* _Work instructions_
Only the lines below starting at the one that contains "PR #8041, opened 2026-06-15" and ending at the one that contains "- Added client-side" are to be reproduced, exactly and with both ends kept.

* _Supplied data_
PR #8004, opened 2026-06-05
migrate comics and PDFs to new BookOsd component

dkanada:
### Changes

PDF and comic players now use the BookOsd component with their existing subset of UI features.

- neither player supports fullscreen at this time
- side arrow navigation was removed from the comics player

Subsequent pull requests will focus on adding fullscreen everywhere, implementing a unified page indicator in React, and extracting book navigation controls into a global helper function for user customization.

### Issues

None

### Code Assistance

None


MBR-0001 (commented):
A few observations:
The new OSD for pdf hides/blocks the content at the top and bottom 

https://github.com/user-attachments/assets/e48a51ab-b5c7-41a0-aacf-14dfb3ed7e1f

On the comic player this does not happen

https://github.com/user-attachments/assets/4ef25a55-a75f-4330-b832-25e64cc90f10

BUT, it seems dragging to change page does not work:

https://github.com/user-attachments/assets/6d742b1d-9af4-4ae1-b2c2-4cdb97d63155

src/plugins/bookPlayer/BookOsd/BookOsd.tsx
```diff
@@ -78,6 +103,22 @@ const BookOsd: FC<BookOsdProps> = ({
                     />
                 )}
 
+                {onToggleDirection && (
+                    <IconButton
+                        onClick={onClickDirection}
+                        icon={direction ? 'arrow_circle_left' : 'arrow_circle_right'}
+                        title={direction ? 'Right to Left' : 'Left to Right'}
```
MBR-0001: this should use i18n

src/plugins/bookPlayer/BookOsd/BookOsd.tsx
```diff
@@ -78,6 +103,22 @@ const BookOsd: FC<BookOsdProps> = ({
...
+                    />
+                )}
+
+                {onToggleLayout && (
+                    <IconButton
+                        onClick={onClickLayout}
+                        icon={layout ? 'import_contacts' : 'devices_fold'}
+                        title={layout ? 'Double Page View' : 'Single Page View'}
```
MBR-0001: this should use i18n

src/plugins/pdfPlayer/plugin.js
```diff
@@ -277,11 +259,13 @@ export class PdfPlayer {
...
                 this.pages[page] = document.createElement('canvas');
                 this.renderPage(this.pages[page], parseInt(page.slice(4), 10));
+
+                this.pages[page].id = 'canvas';
             }
         }
 
         // show the requested page
-        this.replaceCanvas(this.pages[prefix + number], number);
+        document.querySelector('#canvas')?.replaceWith(this.pages[prefix + number]);
```
MBR-0001: I think it may be better to use the old parent.replaceChild approach since not all browsers we target support this

MBR-0001 (changes requested):
Previously mentioned issues are resolved, now the pdf viewer is broken on mobile

https://github.com/user-attachments/assets/62414d09-4f8d-48ec-83dd-9055b43d5846

Image

MBR-0001 (approved):

PR #7838, opened 2026-04-17
Migrate WebSockets to SDK Subscriptions

anultravioletaurora:
### Changes

Removes previous websocket connection implementations in exchange for the subscription model provided by the `@jellyfin/sdk`.

Updates TS-based components to use subscription model in `useEffect`s instead of establishing polling intervals.

Updates JS-based components to use subscription model on mounting.

Removes usage of `ensureWebSocket` from the `serverConnections.js`, since websocket connections will be made lazily when needed by the SDK.

### Code assistance

I used `gemma4:e4b` and Claude Haiku 4.5 to assist in finding all of the locations where the legacy usage exists, and Claude Sonnet 4.6 to assist with my understanding and editing of larger files (`sessionPlayer.js`, `serverConnections.js`, `connectionManager.js`)

---

* [x] I have read and followed the [contributing guidelines](https://github.com/jellyfin/jellyfin-web/blob/master/CONTRIBUTING.md).
* [x] I have tested these changes.
* [x] I have verified that this is not duplicating changes in an existing PR.
* [x] I have provided a *substantive* review of [another web PR](https://github.com/jellyfin/jellyfin-web/pulls?q=is%3Apr+is%3Aopen+-label%3Adependencies+-label%3Ablocked+-label%3Abackend+-label%3Ainvalid+-label%3A"merge+conflict"+-label%3Astale+-author%3A%40me).

PR #8011, opened 2026-06-08
Fix Duplicated `/socket` Connections

anultravioletaurora:
Fixes duplicated connections to the `/socket` endpoint caused by #7838. Ensures that a single socket connection is created as long as subscriptions are active, and disconnected when subscriptions are deregistered.

### Changes

- Adds a `new Map<string, Api>` to the `connectionManager` for distinctly tracking `Api` instances
- Updates retrieval of the `Api` in the `ServerConnections` to leverage the `Api` map
- Updates the `toApi` hook to retrieve the corresponding `Api` instance from the `ServerConnections`

### Code assistance

I used `gemma4:12b` and `Claude Haiku 4.5` for asking questions, debugging assistance and performing a code review.

---


src/lib/jellyfin-apiclient/connectionManager.js
```diff
@@ -771,6 +786,19 @@ export default class ConnectionManager {
         })[0];
     }
 
+    getApi(item) {
+        if (!item) {
+            throw new Error('item or serverId cannot be null');
+        }
+
+        // Accept string or object
+        if (item.ServerId) {
```
thornbill: Unless you have a good reason to, let's not continue the pattern of allowing a Server ID or BaseItem here. It should only accept a Server ID.

thornbill (changes requested):

src/lib/jellyfin-apiclient/connectionManager.js
anultravioletaurora: Oh did - did you not order the copypasta? 

Who here at the table ordered the copypasta?

In all seriousness, I have no reason to follow the pattern, so I'll remove 👍

thornbill:
Currently there is an issue that after logging out a websocket connection continues to try to be reestablished.

nielsvanvelzen:
After signing in, when using the "select server" function the websocket is not closed until the next server is chosen. This does work correctly when signing out though.

thornbill:
I can confirm that the behavior of not signing out immediately when switching server is preexisting. It was not introduced by these changes.

nielsvanvelzen:
Looks like syncplay is broken (creating a room should automatically join it, that doesn't happen. In fact you cannot join any room at all) and remote control is also not handled. My best guess is that this relates to the listeners in serverNotifications.js.

src/lib/jellyfin-apiclient/connectionManager.js
```diff
@@ -330,13 +346,21 @@ export default class ConnectionManager {
...
+                events.trigger(self, 'localusersignedout', [logoutInfo]);
+            };
+
+            apiClient._sdk ??= toApi(apiClient);
+            const api = apiClient._sdk;
+
+            const sessionApi = api ? getSessionApi(api) : undefined;
+
+            return Promise.allSettled([
+                sessionApi.reportSessionEnded(),
```
thornbill: `sessionApi` could be undefined from the assignment above

src/lib/jellyfin-apiclient/ServerConnections.js
```diff
@@ -53,26 +53,14 @@ class ServerConnections extends ConnectionManager {
...
-                return _sdkApi.subscribe(messageTypes, onMessage, subscriptionIntervals);
-            };
+            const api = this.getApi(apiClient.serverId());
+
+            if ((!this.api && api) || this.localApiClient === apiClient) {
+                this.api = api;
+            }
+
+            apiClient.subscribe = (messageTypes, onMessage, subscriptionIntervals) =>
+                apiClient._sdk.subscribe(messageTypes, onMessage, subscriptionIntervals);
```
thornbill:
```suggestion
            apiClient.subscribe = apiClient._sdk.subscribe.bind(apiClient._sdk);
```

thornbill (changes requested):
🎉  seems to be working now! Just some minor suggestions.

src/lib/jellyfin-apiclient/connectionManager.js
anultravioletaurora: Added optional chaining 👍

thornbill (approved):

PR #8025, opened 2026-06-10
Prevent screensaver while viewing photos or reading books

### LINKED ISSUE #7873: Screensaver rises while browsing photos using Jellyfin

### Describe the bug

While browsing photos using Jellyfin, screensaver always rises when idle timeout is reached since browsing starts.
This is a result of code in screensavermanager.js, which measures lastFunctionalEvent only for video playback, but not photos and checks it every 5000ms (see code in src/scripts/screensavermanager.js) 
So, while browsing photos screesaver always rises when idle timeout is reached.

### Reproduction Steps

1. Set idle timeout for backdrop screensaver and activate it
2. Open photos library
3. Start browsing photos
4. When idle timeout is reached while browsing, you will see the screensaver

### Expected/Actual behaviour

When you browse photos no screensaver should arise.

### Logs

_No response_

### Server version

10.11.8

### Web version

10.11.8

### Build version

10.11.8

### Platform

Tizen, Linux

### Browser

Firefox, TizenBrowser

### Additional information

_No response_

dfederm:
### Changes
The screensaver could activate while viewing a photo slideshow or reading a book, PDF, or comic. These players don't set themselves as the current player in the `PlaybackManager` and don't emit playback events, so the screensaver's idle check had no way to know they were active.

Adds a block/unblock counter to the `ScreenSaverManager`. The photo, book, PDF, and comic players block the screensaver when they open and unblock it when they close, so it stays inhibited for as long as the viewer is open regardless of idle time.

### Issues
Fixes #7873

### Code assistance
None

---

### DIFF
--- a/src/plugins/bookPlayer/plugin.js
+++ b/src/plugins/bookPlayer/plugin.js
@@ -4,6 +4,7 @@ import Screenfull from 'screenfull';
 import { PluginType } from 'constants/pluginType';
 import { ServerConnections } from 'lib/jellyfin-apiclient';
 import browser from 'scripts/browser';
+import screenSaverManager from 'scripts/screensavermanager';
 import TouchHelper from 'scripts/touchHelper';
 
 import loading from '../../components/loading/loading';
@@ -61,6 +62,7 @@ export class BookPlayer {
         this.cancellationToken = false;
         this.loaded = false;
 
+        screenSaverManager.block();
         loading.show();
         const elem = this.createMediaElement(options);
         return this.setCurrentSrc(elem, options);
@@ -69,6 +71,7 @@ export class BookPlayer {
     stop() {
         this.unbindEvents();
         this.unmountBookOsd();
+        screenSaverManager.unblock();
 
         const stopInfo = {
             src: this.item
--- a/src/scripts/screensavermanager.js
+++ b/src/scripts/screensavermanager.js
@@ -49,6 +49,7 @@ function getScreensaverPlugin(isLoggedIn) {
 
 function ScreenSaverManager() {
     let activeScreenSaver;
+    let blockCount = 0;
 
     function showScreenSaver(screensaver) {
         if (activeScreenSaver) {
@@ -91,6 +92,22 @@ function ScreenSaverManager() {
         return activeScreenSaver != null;
     };
 
+    /**
+     * Prevents the screensaver from activating until a matching unblock() call.
+     */
+    this.block = () => {
+        blockCount++;
+    };
+
+    /**
+     * Releases a previous block(); the screensaver can activate once all blocks are cleared.
+     */
+    this.unblock = () => {
+        if (blockCount > 0) {
+            blockCount--;
+        }
+    };
+
     this.show = function () {
         let isLoggedIn;
         const apiClient = ServerConnections.currentApiClient();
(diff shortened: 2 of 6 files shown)


dmitrylyzo:
It can still activate the screensaver. Probably an edge case: screensaver time = 5s, wait some time (~1min).

I think it would be better to block the screensaver using the `ScreenSaverManager` instead of interfering with the `InputManager`. But the `PhotoPlayer` and book players work differently than the `VideoPlayer`. They don't generate playback events (`PlaybackStart`, `PlaybackStop`), the `PlaybackManager` doesn't set them as the current player.

Options:
1. Add "semaphore" (block/unblock) to the `ScreenSaverManager` and call them from the affected players.
2. Add events to the affected players. This will probably require making (a lot of) changes to the `PlaybackManager`.

dfederm:
> It can still activate the screensaver. Probably an edge case: screensaver time = 5s, wait some time (~1min).
> 
> I think it would be better to block the screensaver using the `ScreenSaverManager` instead of interfering with the `InputManager`. But the `PhotoPlayer` and book players work differently than the `VideoPlayer`. They don't generate playback events (`PlaybackStart`, `PlaybackStop`), the `PlaybackManager` doesn't set them as the current player.
> 
> Options:
> 
> 1. Add "semaphore" (block/unblock) to the `ScreenSaverManager` and call them from the affected players.
> 2. Add events to the affected players. This will probably require making (a lot of) changes to the `PlaybackManager`.

Thanks, this is a much cleaner approach.

src/plugins/bookPlayer/plugin.js
```diff
@@ -61,13 +62,15 @@ export class BookPlayer {
...
+        screenSaverManager.block();
         loading.show();
         const elem = this.createMediaElement(options);
         return this.setCurrentSrc(elem, options);
     }
 
     stop() {
         this.unbindEvents();
+        screenSaverManager.unblock();
         this.unmountBookOsd();
```
dmitrylyzo, line 73: nit - the same order in all players.
```suggestion
        this.unbindEvents();
        this.unmountBookOsd();
        screenSaverManager.unblock();
```

src/scripts/screensavermanager.js
```diff
@@ -91,6 +92,18 @@ function ScreenSaverManager() {
         return activeScreenSaver != null;
     };
 
+    // Prevents the screensaver from activating until a matching unblock() call.
```
dmitrylyzo: It is better to use JSDoc right away.
```suggestion
    /**
     * Prevents the screensaver from activating until a matching unblock() call.
     */
```

src/scripts/screensavermanager.js
```diff
@@ -91,6 +92,18 @@ function ScreenSaverManager() {
...
+    this.block = () => {
+        blockCount++;
+    };
+
+    // Releases a previous block(); the screensaver can activate once all blocks are cleared.
```
dmitrylyzo: same
```suggestion
    /**
     * Releases a previous block(); the screensaver can activate once all blocks are cleared.
     */
```

dmitrylyzo (commented):
LGTM.

I have another idea, but it doesn't have to be implemented right now.
With block/unblock, we can get a permanently blocked screensaver if something goes wrong (inconsistent block/unblock). To eliminate this, we can introduce a "ping" function, which will reset `screensavermanager.lastFunctionalEvent`. Then call it at some interval from the players and InputManager. The problem is, we have to ping screensavermanager faster than its idle time, which can be set pretty low (I'm testing with 5 seconds). We should probably increase the minimum value of screensaver idle time.

dmitrylyzo (approved):

PR #8041, opened 2026-06-15
Fix username validation on user create/edit

teach-moo:
The problem: 
We weren't validating usernames before sending them to the API.
If a user entered unsupported characters (/, +, &, spaces, etc.):

Create User -> generic error toast that doesn't tell you what's wrong.
Edit User -> spinner forever. No error. No way out besides leaving the page.

### Changes

**Fix**
- Added client-side username validation before the API call.
- Show a real error telling the user which characters are allowed.
- Stop the spinner immediately if validation fails.
- Added missing onError handlers to both mutations.
- Spinner now stops even if the API comes back with an unexpected error.

### Issues

Fixes #12480

### Code assistance

Both explanation of code base and debugging guidance were assisted with Claude code.
-->

---

* [ ] I have verified that this is not duplicating changes in an existing PR.

### DIFF
--- a/package-lock.json
+++ b/package-lock.json
@@ -13208,6 +13208,21 @@
         }
       }
     },
+    "node_modules/html-encoding-sniffer/node_modules/@noble/hashes": {
+      "version": "2.2.0",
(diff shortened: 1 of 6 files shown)


thornbill:
The problem: slop PRs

* _Exercise answer_
PR #8041, opened 2026-06-15
Fix username validation on user create/edit

teach-moo:
The problem: 
We weren't validating usernames before sending them to the API.
If a user entered unsupported characters (/, +, &, spaces, etc.):

Create User -> generic error toast that doesn't tell you what's wrong.
Edit User -> spinner forever. No error. No way out besides leaving the page.

### Changes

**Fix**
- Added client-side username validation before the API call.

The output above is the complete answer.